Stored items:
□ □ □ □ □ □ □

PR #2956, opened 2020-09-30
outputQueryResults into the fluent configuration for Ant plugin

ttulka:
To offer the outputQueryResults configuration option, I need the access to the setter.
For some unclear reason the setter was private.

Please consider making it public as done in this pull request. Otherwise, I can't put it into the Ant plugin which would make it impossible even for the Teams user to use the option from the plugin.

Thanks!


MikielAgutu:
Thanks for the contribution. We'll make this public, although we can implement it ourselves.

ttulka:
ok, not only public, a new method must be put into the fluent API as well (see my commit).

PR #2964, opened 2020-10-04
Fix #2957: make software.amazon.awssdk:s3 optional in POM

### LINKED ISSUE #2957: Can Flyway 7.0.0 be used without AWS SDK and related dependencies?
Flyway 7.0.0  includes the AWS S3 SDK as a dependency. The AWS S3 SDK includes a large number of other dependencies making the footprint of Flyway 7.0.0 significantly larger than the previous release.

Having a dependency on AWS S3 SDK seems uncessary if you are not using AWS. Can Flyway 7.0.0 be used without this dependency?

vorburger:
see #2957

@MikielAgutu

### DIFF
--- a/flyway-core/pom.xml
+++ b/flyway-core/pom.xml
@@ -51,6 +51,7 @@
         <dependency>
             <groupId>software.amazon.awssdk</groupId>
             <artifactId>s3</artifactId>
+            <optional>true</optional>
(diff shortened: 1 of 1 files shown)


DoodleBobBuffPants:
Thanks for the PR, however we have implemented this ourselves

□ □ □ □ □ □ □

Aim of the task: Search the data for the string "outputQueryResults" and copy every line where it appears.

Solution to this problem:
outputQueryResults into the fluent configuration for Ant plugin
To offer the outputQueryResults configuration option, I need the access to the setter.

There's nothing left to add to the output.